Work required ->
Search the data for the word "shortcode" and copy each line that has it.

Extracted records ->
┄┄┄┄┄┄┄┄┄┄

PR #5232, opened 2026-07-02
perf: add version-agnostic performance results page

JoshVanL:
Render the Dapr performance results on the docs site from the charts and manifest published to the dapr/dapr perf-charts branch, for whichever Dapr version the docs set represents.

- Add the dapr-perf-results shortcode: read the minor version from params.version, fetch <minor>/manifest.json from the perf-charts branch (via jsDelivr) at build time, and render the throughput-per-resource tables and charts. Fails soft to a "not yet published" notice when a version has no results.
- Group the output so the page stays navigable: each API is a collapsible section (collapsed by default) with a scenario count, each scenario is collapsible with a chart count, and a "Jump to" nav links to each API and expands it on click.
- Add the perf-results page that calls the shortcode. Nothing is hard-coded per version; publishing a new run to perf-charts is all that is needed for the page to update.

### DIFF
--- a/daprdocs/content/en/operations/performance-and-scalability/perf-results.md
+++ b/daprdocs/content/en/operations/performance-and-scalability/perf-results.md
@@ -6,9 +6,12 @@ weight: 10000
 description: "Performance benchmarks and charts for Dapr APIs"
 ---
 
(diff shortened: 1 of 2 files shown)


marcduiker (approved):
Let's see 👀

┄┄┄┄┄┄┄┄┄┄

Answer section ->
- Add the dapr-perf-results shortcode: read the minor version from params.version, fetch <minor>/manifest.json from the perf-charts branch (via jsDelivr) at build time, and render the throughput-per-resource tables and charts. Fails soft to a "not yet published" notice when a version has no results.
- Add the perf-results page that calls the shortcode. Nothing is hard-coded per version; publishing a new run to perf-charts is all that is needed for the page to update.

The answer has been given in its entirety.